M. cita T. nel cap. vi del Principe, De principatibus novis qui armis propriis et virtute acquiruntur; l’eroe mitico viene collocato accanto a Mosè, Ciro e Romolo come esempio di principe asceso al potere non per fortuna, ma per virtù. A questi grandi uomini la fortuna offrì solo l’occasione per far mostra della loro virtù:
E essaminando le azioni e vita loro non si vede che quelli avessino altro da la fortuna che la occasione, la quale dette loro materia a potere introdurvi drento quella forma che parse loro: e sanza quella occasione la virtù dello animo loro si sarebbe spenta, e sanza quella virtù la occasione sarebbe venuta invano (vi 10).
L’occasione offerta a T. dalla fortuna fu la situazione dell’Attica: «Non poteva Teseo dimostrare la sua virtù se non trovava gli ateniesi dispersi» (vi 14). In questa affermazione di M. vi è una chiara eco del testo plutarcheo (xxiv 1):
Dopo la morte di Egeo, avendo in mente di compiere un’impresa grande e meravigliosa, Teseo riunì tutti gli abitanti dell’Attica in una sola città, e li rese un popolo unico di un’unica città, essi che fino ad allora erano stati divisi e difficili da ricondurre al bene comune di tutti, e che talvolta litigavano tra loro e si facevano guerra (Le vite di Teseo e Romolo, cit., p. 53).
Il sinecismo dell’Attica come il maggior merito di T. torna in Discorsi I i 6, dove M. mette a confronto Atene e Venezia, entrambe nate dalla riunione sotto le stesse leggi di cittadini prima dispersi.

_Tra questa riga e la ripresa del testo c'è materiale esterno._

PR #78, opened 2019-10-07
(SERVER-2529) Clojure Reference Pool

Magisus:
This new attempt defines a Clojure protocol for interacting with the JRuby pool. This allows for some polymorphism of higher-level logic around the pool itself, which is particularly important for flushing with `max-requests-per-instance` (which involves the whole pool when using the ReferencePool versus just one instance in the original implementation) and for shutting down. It also allows for cleaner, easier-to-read logic in other places (like pool filling) that differ between the backing implementations.

### DIFF
--- a/src/clj/puppetlabs/services/jruby_pool_manager/impl/instance_pool.clj
+++ b/src/clj/puppetlabs/services/jruby_pool_manager/impl/instance_pool.clj
@@ -46,7 +46,7 @@
     [pool-context instance]
     (when (jruby-schemas/jruby-instance? instance)
       (let [new-state (swap! (jruby-internal/get-instance-state-container instance)
-                             update-in [:borrow-count] inc)
+                             #(update-in % [:borrow-count] inc))
             {:keys [initial-borrows max-borrows pool]} (:internal instance)
             borrow-limit (or initial-borrows max-borrows)]
         (if (and (pos? borrow-limit)
--- a/src/clj/puppetlabs/services/jruby_pool_manager/impl/instance_pool.clj
+++ b/src/clj/puppetlabs/services/jruby_pool_manager/impl/instance_pool.clj
@@ -52,5 +52,9 @@
                           (:id instance)
                           borrow-limit))
             (jruby-agents/send-flush-instance! this instance))
-          (.releaseItem pool instance))))))
+          (.releaseItem pool instance)))))
+
+  (flush-pool
+    [this]
+    (jruby-agents/flush-and-repopulate-pool! this)))
 
--- a/src/clj/puppetlabs/services/jruby_pool_manager/impl/instance_pool.clj
+++ b/src/clj/puppetlabs/services/jruby_pool_manager/impl/instance_pool.clj
@@ -35,7 +35,9 @@
       (.unlock pool)))
 
   (borrow
-    [this])
+    [this]
+    (let [pool (jruby-internal/get-pool this)]
+      (.borrowItem pool)))
 
   (return
     [this instance]
--- a/src/clj/puppetlabs/services/jruby_pool_manager/impl/instance_pool.clj
+++ b/src/clj/puppetlabs/services/jruby_pool_manager/impl/instance_pool.clj
@@ -50,7 +50,7 @@
                  (>= (:borrow-count new-state) borrow-limit))
           (do
             (log/info
-                (i18n/trs "Flushing JRubyInstance {0} because it has exceeded its borrow limit of ({1})"
+                (i18n/trs "Flushing JRubyInstance {0} because it has exceeded its borrow limit of {1}"
                           (:id instance)
                           borrow-limit))
             (jruby-agents/send-flush-instance! this instance))
--- a/src/clj/puppetlabs/services/jruby_pool_manager/impl/instance_pool.clj
+++ b/src/clj/puppetlabs/services/jruby_pool_manager/impl/instance_pool.clj
@@ -1,0 +1,33 @@
+(ns puppetlabs.services.jruby-pool-manager.impl.instance-pool
+  (:require [puppetlabs.services.jruby-pool-manager.impl.jruby-agents :as jruby-agents]
+            [puppetlabs.services.protocols.jruby-pool :as pool-protocol])
+  (:import (puppetlabs.services.protocols.jruby_pool JRubyPool)
+           (puppetlabs.services.jruby_pool_manager.jruby_schemas InstancePool)))
+
+(extend-type InstancePool
+  pool-protocol/JRubyPool
+  (fill
+    [this]
+    (jruby-agents/send-prime-pool! this))
+
+  (shutdown
+    [this]
+    (jruby-agents/flush-pool-for-shutdown! this))
+
+  (lock
+    [this])
+
+  (unlock
+    [this])
+
+  (add-instance
+    [this instance])
+
+  (remove-instance
+    [this instance])
+
+  (borrow
+    [this])
+
+  (return
+    [this instance]))
--- a/src/clj/puppetlabs/services/jruby_pool_manager/impl/instance_pool.clj
+++ b/src/clj/puppetlabs/services/jruby_pool_manager/impl/instance_pool.clj
@@ -1,7 +1,10 @@
 (ns puppetlabs.services.jruby-pool-manager.impl.instance-pool
   (:require [puppetlabs.services.jruby-pool-manager.impl.jruby-agents :as jruby-agents]
             [puppetlabs.services.protocols.jruby-pool :as pool-protocol]
-            [puppetlabs.services.jruby-pool-manager.impl.jruby-internal :as jruby-internal])
+            [puppetlabs.services.jruby-pool-manager.impl.jruby-internal :as jruby-internal]
+            [puppetlabs.services.jruby-pool-manager.jruby-schemas :as jruby-schemas]
+            [clojure.tools.logging :as log]
+            [puppetlabs.i18n.core :as i18n])
   (:import (puppetlabs.services.jruby_pool_manager.jruby_schemas InstancePool)))
 
 (extend-type InstancePool
@@ -35,6 +38,19 @@
     [this])
 
   (return
-    [_ instance]
-    (jruby-internal/return-to-pool instance)))
+    [this instance]
+    (when (jruby-schemas/jruby-instance? instance)
+      (let [new-state (swap! (jruby-internal/get-instance-state-container instance)
+                             update-in [:borrow-count] inc)
+            {:keys [initial-borrows max-borrows pool]} (:internal instance)
+            borrow-limit (or initial-borrows max-borrows)]
+        (if (and (pos? borrow-limit)
+                 (>= (:borrow-count new-state) borrow-limit))
+          (do
+            (log/info
+                (i18n/trs "Flushing JRubyInstance {0} because it has exceeded its borrow limit of ({1})"
+                          (:id instance)
+                          borrow-limit))
+            (jruby-agents/send-flush-instance! this instance))
+          (.releaseItem pool instance))))))
 
--- a/src/clj/puppetlabs/services/jruby_pool_manager/impl/instance_pool.clj
+++ b/src/clj/puppetlabs/services/jruby_pool_manager/impl/instance_pool.clj
@@ -10,40 +10,40 @@
 (extend-type InstancePool
   pool-protocol/JRubyPool
   (fill
-    [this]
-    (let [modify-instance-agent (jruby-agents/get-modify-instance-agent this)]
+    [pool-context]
+    (let [modify-instance-agent (jruby-agents/get-modify-instance-agent pool-context)]
       (jruby-agents/send-agent modify-instance-agent
-                               #(jruby-agents/prime-pool! this))))
+                               #(jruby-agents/prime-pool! pool-context))))
 
   (shutdown
-    [this]
-    (jruby-agents/flush-pool-for-shutdown! this))
+    [pool-context]
+    (jruby-agents/flush-pool-for-shutdown! pool-context))
 
   (lock
-    [this]
-    (let [pool (jruby-internal/get-pool this)]
+    [pool-context]
+    (let [pool (jruby-internal/get-pool pool-context)]
       (.lock pool)))
 
   (lock-with-timeout
-    [this timeout time-unit]
-    (let [pool (jruby-internal/get-pool this)]
+    [pool-context timeout time-unit]
+    (let [pool (jruby-internal/get-pool pool-context)]
       (.lockWithTimeout pool timeout time-unit)))
 
   (unlock
-    [this]
-    (let [pool (jruby-internal/get-pool this)]
+    [pool-context]
+    (let [pool (jruby-internal/get-pool pool-context)]
       (.unlock pool)))
 
   (borrow
-    [this]
-    (jruby-internal/borrow-from-pool this))
+    [pool-context]
+    (jruby-internal/borrow-from-pool pool-context))
 
   (borrow-with-timeout
-    [this timeout]
-    (jruby-internal/borrow-from-pool-with-timeout this timeout))
+    [pool-context timeout]
+    (jruby-internal/borrow-from-pool-with-timeout pool-context timeout))
 
   (return
-    [this instance]
+    [pool-context instance]
     (when (jruby-schemas/jruby-instance? instance)
       (let [new-state (swap! (jruby-internal/get-instance-state-container instance)
                              update-in [:borrow-count] inc)
@@ -56,10 +56,10 @@
                 (i18n/trs "Flushing JRubyInstance {0} because it has exceeded its borrow limit of {1}"
                           (:id instance)
                           borrow-limit))
-            (jruby-agents/send-flush-instance! this instance))
+            (jruby-agents/send-flush-instance! pool-context instance))
           (.releaseItem pool instance)))))
 
   (flush-pool
-    [this]
-    (jruby-agents/flush-and-repopulate-pool! this)))
+    [pool-context]
+    (jruby-agents/flush-and-repopulate-pool! pool-context)))
 
--- a/src/clj/puppetlabs/services/jruby_pool_manager/impl/instance_pool.clj
+++ b/src/clj/puppetlabs/services/jruby_pool_manager/impl/instance_pool.clj
@@ -1,6 +1,7 @@
 (ns puppetlabs.services.jruby-pool-manager.impl.instance-pool
   (:require [puppetlabs.services.jruby-pool-manager.impl.jruby-agents :as jruby-agents]
-            [puppetlabs.services.protocols.jruby-pool :as pool-protocol])
+            [puppetlabs.services.protocols.jruby-pool :as pool-protocol]
+            [puppetlabs.services.jruby-pool-manager.impl.jruby-internal :as jruby-internal])
   (:import (puppetlabs.services.jruby_pool_manager.jruby_schemas InstancePool)))
 
 (extend-type InstancePool
@@ -16,10 +17,19 @@
     (jruby-agents/flush-pool-for-shutdown! this))
 
   (lock
-    [this])
+    [this]
+    (let [pool (jruby-internal/get-pool this)]
+      (.lock pool)))
+
+  (lock-with-timeout
+    [this timeout time-unit]
+    (let [pool (jruby-internal/get-pool this)]
+      (.lockWithTimeout pool timeout time-unit)))
 
   (unlock
-    [this])
+    [this]
+    (let [pool (jruby-internal/get-pool this)]
+      (.unlock pool)))
 
   (add-instance
     [this instance])
--- a/src/clj/puppetlabs/services/jruby_pool_manager/impl/instance_pool.clj
+++ b/src/clj/puppetlabs/services/jruby_pool_manager/impl/instance_pool.clj
@@ -32,7 +32,7 @@
       (.unlock pool)))
 
   (add-instance
-    [this instance])
+    [this id])
 
   (remove-instance
     [this instance])
@@ -41,4 +41,6 @@
     [this])
 
   (return
-    [this instance]))
+    [_ instance]
+    (jruby-internal/return-to-pool instance)))
+
--- a/src/clj/puppetlabs/services/jruby_pool_manager/impl/instance_pool.clj
+++ b/src/clj/puppetlabs/services/jruby_pool_manager/impl/instance_pool.clj
@@ -31,12 +31,6 @@
     (let [pool (jruby-internal/get-pool this)]
       (.unlock pool)))
 
-  (add-instance
-    [this id])
-
-  (remove-instance
-    [this instance])
-
   (borrow
     [this])
 
--- a/src/clj/puppetlabs/services/jruby_pool_manager/impl/instance_pool.clj
+++ b/src/clj/puppetlabs/services/jruby_pool_manager/impl/instance_pool.clj
@@ -36,8 +36,11 @@
 
   (borrow
     [this]
-    (let [pool (jruby-internal/get-pool this)]
-      (.borrowItem pool)))
+    (jruby-internal/borrow-from-pool this))
+
+  (borrow-with-timeout
+    [this timeout]
+    (jruby-internal/borrow-from-pool-with-timeout this timeout))
 
   (return
     [this instance]
--- a/src/clj/puppetlabs/services/jruby_pool_manager/impl/instance_pool.clj
+++ b/src/clj/puppetlabs/services/jruby_pool_manager/impl/instance_pool.clj
@@ -1,14 +1,15 @@
 (ns puppetlabs.services.jruby-pool-manager.impl.instance-pool
   (:require [puppetlabs.services.jruby-pool-manager.impl.jruby-agents :as jruby-agents]
             [puppetlabs.services.protocols.jruby-pool :as pool-protocol])
-  (:import (puppetlabs.services.protocols.jruby_pool JRubyPool)
-           (puppetlabs.services.jruby_pool_manager.jruby_schemas InstancePool)))
+  (:import (puppetlabs.services.jruby_pool_manager.jruby_schemas InstancePool)))
 
 (extend-type InstancePool
   pool-protocol/JRubyPool
   (fill
     [this]
-    (jruby-agents/send-prime-pool! this))
+    (let [modify-instance-agent (jruby-agents/get-modify-instance-agent this)]
+      (jruby-agents/send-agent modify-instance-agent
+                               #(jruby-agents/prime-pool! this))))
 
   (shutdown
     [this]
--- a/src/clj/puppetlabs/services/jruby_pool_manager/impl/reference_pool.clj
+++ b/src/clj/puppetlabs/services/jruby_pool_manager/impl/reference_pool.clj
@@ -12,7 +12,7 @@
 ;;;;;;;;;;;;;;;;;;;;;;;;;;;;;;;;;;;;;;;;;;;;;;;;;;;;;;;;;;;;;;;;;;;;;;;;;;;;;;;;;;;;;;
 ;; Private
 
-(schema/defn flush-pool
+(schema/defn flush-pool*
   "Flushes the pool, assuming it has already been locked by the calling function.
   Do not call this without first locking the pool, or the flush may never complete,
   since it requires that all references be returned to proceed."
@@ -47,7 +47,7 @@
       ;; Now that we've successfully acquired the lock, check the borrows again
       ;; to make sure the pool wasn't flushed while we were waiting.
       (when (max-borrows-exceeded @borrow-count max-borrows)
-        (flush-pool pool-context))
+        (flush-pool* pool-context))
       (finally
         (pool-protocol/unlock pool-context)))))
 
@@ -113,7 +113,7 @@
     [pool-context]
     (pool-protocol/lock pool-context)
     (try
-      (flush-pool pool-context)
+      (flush-pool* pool-context)
       (finally
         (pool-protocol/unlock pool-context)))))
 
--- a/src/clj/puppetlabs/services/jruby_pool_manager/impl/reference_pool.clj
+++ b/src/clj/puppetlabs/services/jruby_pool_manager/impl/reference_pool.clj
@@ -2,7 +2,9 @@
   (:require [puppetlabs.services.protocols.jruby-pool :as pool-protocol]
             [puppetlabs.services.jruby-pool-manager.impl.jruby-agents :as jruby-agents]
             [puppetlabs.services.jruby-pool-manager.impl.jruby-internal :as jruby-internal]
-            [puppetlabs.services.jruby-pool-manager.jruby-schemas :as jruby-schemas])
+            [puppetlabs.services.jruby-pool-manager.jruby-schemas :as jruby-schemas]
+            [clojure.tools.logging :as log]
+            [puppetlabs.i18n.core :as i18n])
   (:import (puppetlabs.services.jruby_pool_manager.jruby_schemas ReferencePool)))
 
 (extend-type ReferencePool
@@ -71,11 +73,12 @@
             borrow-count (:borrow-count this)
             cleanup-fn (get-in this [:config :lifecycle :cleanup])
             old-instance (.borrowItem pool)
-            prev-id (:id old-instance)
+            id (inc (:id old-instance))
             _ (.releaseItem pool old-instance)]
         ;; This will block waiting for all borrows to be returned
         (jruby-internal/cleanup-pool-instance! old-instance cleanup-fn)
-        (jruby-agents/add-instance this (inc prev-id))
+        (jruby-agents/add-instance this id)
+        (log/info (i18n/trs "Finished creating JRuby instance with id {0}" id))
         (reset! borrow-count 0))
       (finally
         (pool-protocol/unlock this)))))
--- a/src/clj/puppetlabs/services/jruby_pool_manager/impl/reference_pool.clj
+++ b/src/clj/puppetlabs/services/jruby_pool_manager/impl/reference_pool.clj
@@ -41,8 +41,11 @@
 
   (borrow
     [this]
-    (let [pool (jruby-internal/get-pool this)]
-      (.borrowItem pool)))
+    (jruby-internal/borrow-from-pool this))
+
+  (borrow-with-timeout
+    [this timeout]
+    (jruby-internal/borrow-from-pool-with-timeout this timeout))
 
   (return
     [this instance]
--- a/src/clj/puppetlabs/services/jruby_pool_manager/impl/reference_pool.clj
+++ b/src/clj/puppetlabs/services/jruby_pool_manager/impl/reference_pool.clj
@@ -4,8 +4,26 @@
             [puppetlabs.services.jruby-pool-manager.impl.jruby-internal :as jruby-internal]
             [puppetlabs.services.jruby-pool-manager.jruby-schemas :as jruby-schemas]
             [clojure.tools.logging :as log]
-            [puppetlabs.i18n.core :as i18n])
-  (:import (puppetlabs.services.jruby_pool_manager.jruby_schemas ReferencePool)))
+            [puppetlabs.i18n.core :as i18n]
+            [schema.core :as schema])
+  (:import (puppetlabs.services.jruby_pool_manager.jruby_schemas ReferencePool
+                                                                 JRubyInstance)))
+
+;;;;;;;;;;;;;;;;;;;;;;;;;;;;;;;;;;;;;;;;;;;;;;;;;;;;;;;;;;;;;;;;;;;;;;;;;;;;;;;;;;;;;;
+;; Private
+
+(schema/defn flush-if-at-max-borrows
+  [pool-context :- jruby-schemas/PoolContext
+   instance :- JRubyInstance]
+  (let [borrow-count (:borrow-count pool-context)
+        max-borrows (get-in instance [:internal :max-borrows])]
+    ;; If max-borrows is 0, never flush the instance
+    (when (and (pos? max-borrows)
+               (>= @borrow-count max-borrows))
+      (pool-protocol/flush-pool pool-context))))
+
+;;;;;;;;;;;;;;;;;;;;;;;;;;;;;;;;;;;;;;;;;;;;;;;;;;;;;;;;;;;;;;;;;;;;;;;;;;;;;;;;;;;;;;
+;; ReferencePool definition
 
 (extend-type ReferencePool
   pool-protocol/JRubyPool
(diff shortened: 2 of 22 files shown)


Magisus:
This doesn't tackle any of the hard stuff yet, but I just wanted to get it up here. No need to review just yet.

src/clj/puppetlabs/services/jruby_pool_manager/impl/instance_pool.clj
```diff
@@ -0,0 +1,62 @@
...
+    [this timeout time-unit]
+    (let [pool (jruby-internal/get-pool this)]
+      (.lockWithTimeout pool timeout time-unit)))
+
+  (unlock
+    [this]
+    (let [pool (jruby-internal/get-pool this)]
+      (.unlock pool)))
+
+  (borrow
```
Magisus: This currently isn't being called anywhere. There is (currently) no difference in borrow behavior between the two implementations. Also a lot of tests (in both this lib and in puppetserver) call `borrowItem` directly on the pool. But for consistency, this and its sister function `borrow-with-timeout` should probably be properly implemented and used.

src/clj/puppetlabs/services/jruby_pool_manager/impl/reference_pool.clj
```diff
@@ -0,0 +1,86 @@
...
+        (swap! borrow-count inc)
+        ;; If max-borrows is 0, never flush the instance
+        (when (and (pos? max-borrows)
+                   (>= @borrow-count max-borrows)
+                   ;; If the pool is already locked, there's a good chance
+                   ;; a flush is already in progress, and we shouldn't queue
+                   ;; another one. If the pool is locked for some other reason,
+                   ;; we'll flush later. `borrow-count` does not get set back to
+                   ;; 0 until a flush succeeds.
+                   ;; THIS IS RACY
```
Magisus: But still helps prevent duplicate flushes some (most?) of the time. I'd appreciate thoughts on better ways to do this.

src/clj/puppetlabs/services/jruby_pool_manager/impl/reference_pool.clj
```diff
@@ -0,0 +1,86 @@
...
+  (flush-pool
+    [this]
+    (pool-protocol/lock this)
+    (try
+      (let [pool (jruby-internal/get-pool this)
+            borrow-count (:borrow-count this)
+            cleanup-fn (get-in this [:config :lifecycle :cleanup])
+            old-instance (.borrowItem pool)
+            id (inc (:id old-instance))
+            _ (.releaseItem pool old-instance)]
```
Magisus: Don't really like this borrow-release block, but since we need a reference to an instance to get the idea, and no refs to instances can be held while flushing, it seemed necessary...

src/clj/puppetlabs/services/protocols/jruby_pool.clj
```diff
@@ -0,0 +1,26 @@
...
+  (lock
+    [this])
+
+  (lock-with-timeout
+    [this timeout time-unit])
+
+  (unlock
+    [this])
+
+  (borrow
```
Magisus: Should add a `borrow-with-timeout` function here to complete the interface.

Magisus:
Once integrated, this passes all of puppetserver's clojure tests with `multithreaded` turned off. I've filed some additional tickets to deal with the fallout when turning `multithreaded` on. Nothing too troubling.

src/clj/puppetlabs/services/jruby_pool_manager/impl/reference_pool.clj
```diff
@@ -0,0 +1,86 @@
...
+            [clojure.tools.logging :as log]
+            [puppetlabs.i18n.core :as i18n])
+  (:import (puppetlabs.services.jruby_pool_manager.jruby_schemas ReferencePool)))
+
+(extend-type ReferencePool
+  pool-protocol/JRubyPool
+
+  (fill
+    [this]
+    (jruby-agents/add-instance this 1))
```
Magisus: This is synchronous, which is a departure from the old implementation, which spun off new threads to create instances. Since only one instance is being added, and no other pool operations can proceed while there is no instance, it seemed okay to do this, but I only did it to make things easier to test, which seems like a bad reason. Thoughts on this?

src/clj/puppetlabs/services/jruby_pool_manager/impl/instance_pool.clj
```diff
@@ -0,0 +1,65 @@
...
+    [this]
+    (jruby-internal/borrow-from-pool this))
+
+  (borrow-with-timeout
+    [this timeout]
+    (jruby-internal/borrow-from-pool-with-timeout this timeout))
+
+  (return
+    [this instance]
+    (when (jruby-schemas/jruby-instance? instance)
```
mwaggett: When would this not be a jruby instance?

src/clj/puppetlabs/services/jruby_pool_manager/impl/instance_pool.clj
```diff
@@ -0,0 +1,65 @@
...
+      (let [new-state (swap! (jruby-internal/get-instance-state-container instance)
+                             update-in [:borrow-count] inc)
```
mwaggett: Should `update-in [:borrow-count] inc` be in its own set of parentheses? Maybe it doesn't need to be, but I think that would help me read this method? Unless I'm misunderstanding what `swap!` does..

Magisus: The lack of parens is [required](https://clojuredocs.org/clojure.core/swap!). `swap!` takes several args, first the atom being updated, then a function, then each of the args to that function, as many as there are. In this case, the function is `update-in`, which itself takes the map (passed in by `swap!`), the list of keys pointing to the value to be udpated, then the function to apply to the value of that key.

It's honestly pretty confusing. But in general, no parens are ever optional in Clojure. If they're there, they tend to be there for a reason, same if they're missing. There's very little syntax leeway in the language.

src/clj/puppetlabs/services/jruby_pool_manager/impl/instance_pool.clj
Magisus: It might be a pill, if this thread tried to borrow when a pill had been inserted. I actually added this when I found a test that verified that when a pill is inserted, no error is thrown. The Java `return` method will error if the thing being returned is not the registered instance, see https://github.com/puppetlabs/jruby-utils/pull/78/files#diff-4486a0d17a50859d82ce51b87b75c9d5R256. In practice, the pill being returned is most likely also the one that the pool is holding onto, but in this test, it was a new one that hadn't actually been inserted into the pool yet.

src/clj/puppetlabs/services/jruby_pool_manager/impl/instance_pool.clj
mwaggett: ahh good to know, thanks!

src/clj/puppetlabs/services/jruby_pool_manager/impl/instance_pool.clj
mwaggett: so to make sure I'm understanding - the only reason you don't also call `return` on pills is so you can avoid that error in a test where the pill was never registered?

src/clj/puppetlabs/services/jruby_pool_manager/impl/instance_pool.clj
```diff
@@ -0,0 +1,65 @@
...
+            {:keys [initial-borrows max-borrows pool]} (:internal instance)
+            borrow-limit (or initial-borrows max-borrows)]
+        (if (and (pos? borrow-limit)
+                 (>= (:borrow-count new-state) borrow-limit))
+          (do
+            (log/info
+                (i18n/trs "Flushing JRubyInstance {0} because it has exceeded its borrow limit of ({1})"
```
mwaggett: Why parentheses around the number? I would expect either
`Flushing JRubyInstance {0} because it has exceeded its borrow limit of {1}` or
`Flushing JRubyInstance {0} because it has exceeded its borrow limit ({1})`

src/clj/puppetlabs/services/jruby_pool_manager/impl/instance_pool.clj
Magisus: This mirrors the original implementation, and it looks like the [simple commit](https://github.com/puppetlabs/jruby-utils/commit/4bf607037e00e74b3be2185e10b04e842e3c5ba6) that added that is part of a very fraught PR: https://github.com/puppetlabs/jruby-utils/pull/34. Such a case might never arise in the wild (that something that is not an instance or the registered pill might be returned), but I wasn't sure, so I just added the same logic. If we think it's safe to remove here (and let the logic in the Java handle it), then we should also remove it (and the weird test) from the original implementation.

src/clj/puppetlabs/services/jruby_pool_manager/impl/instance_pool.clj
Magisus: Agreed, I'm going to drop the parens

src/clj/puppetlabs/services/jruby_pool_manager/impl/instance_pool.clj
mwaggett: I'm generally a big fan of removing things, but don't necessarily have strong feeling right here right now. Mostly wanted to make sure I was understanding things.

src/clj/puppetlabs/services/jruby_pool_manager/impl/reference_pool.clj
```diff
@@ -0,0 +1,89 @@
...
+                   ;; another one. If the pool is locked for some other reason,
+                   ;; we'll flush later. `borrow-count` does not get set back to
+                   ;; 0 until a flush succeeds.
+                   ;; THIS IS RACY
+                   (not (.isLocked pool)))
+          (jruby-agents/send-agent modify-instance-agent #(pool-protocol/flush-pool this))))))
+
+  (flush-pool
+    [this]
+    (pool-protocol/lock this)
```
Magisus: This library supports a `flush-timeout` config option that we need to support here. Found via a test in puppetserver that verifies it.

src/clj/puppetlabs/services/jruby_pool_manager/impl/instance_pool.clj
justinstoller: I think this is idiomatic (and the way it was originally written [here](https://github.com/puppetlabs/jruby-utils/pull/78/files#diff-63fb42862df919c7a769bbd0da1c3ee3L349)), though could also be:
```clj
(swap! ... #(update-in % [:borrow-count] inc))
```

Magisus: Oh huh. I do like that better, I'll update.

src/clj/puppetlabs/services/jruby_pool_manager/impl/instance_pool.clj
justinstoller: I didn't totally follow this thread, but what I got from it is that this protocol method `return` can take a jruby-instance or poison-pill, but none of this logic is applicable to poison-pills, so if poison-pill (eg not a jruby-instance) be a no-op. Is that accurate?

src/clj/puppetlabs/services/jruby_pool_manager/impl/reference_pool.clj
pcarlisle: If you acquire the lock around this part then you won't retrieve borrow count until the flush is done and when you get it it will be near 0 and should therefore not trigger a new flush. (It's usually an error to check a lock instead of just acquiring it.) I think it would be ideal actually if this whole check occurred inside the function that the agent calls.

src/clj/puppetlabs/services/jruby_pool_manager/impl/reference_pool.clj
pcarlisle: probably ok?

justinstoller: Is it possible to insert some kind of flow control as an initialize-instance-fn in the test vs making this synchronous?

fwiw, I'm unconcerned about the pool operations being synchronous so much as the calling puppetserver start up code becoming synchronous.

src/clj/puppetlabs/services/protocols/jruby_pool.clj
```diff
@@ -0,0 +1,29 @@
+(ns puppetlabs.services.protocols.jruby-pool)
+
+(defprotocol JRubyPool
```
justinstoller: These should have comments describing the inputs and expected behavior from a users perspective. (eg clarify https://github.com/puppetlabs/jruby-utils/pull/78/files#r353362968)

src/clj/puppetlabs/services/jruby_pool_manager/jruby_schemas.clj
```diff
@@ -127,8 +139,7 @@
                'JRubyInstanceState))
 
 (def JRubyPuppetInstanceInternal
-  {:flush-instance-fn IFn
-   :pool pool-queue-type
+  {:pool pool-queue-type
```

Sulla scorta di Plutarco, M. non esplicita alcun dubbio circa la storicità dell’eroe, attribuendogli un valore esemplare che trae la sua forza dalla fama della città di cui egli sarebbe stato il fondatore e sovrano.
Bibliografia: Plutarco, Le vite di Teseo e Romolo, a cura di C. Ampolo, M. Manfredini, Milano 1988; B. Bäbler, Theseus, in Der Neue Pauly. Enzyklopädie der Antike, 12° vol., t. 1, Tam-Vel, hrsg. H. Cancik, Stuttgart 2002, ad vocem.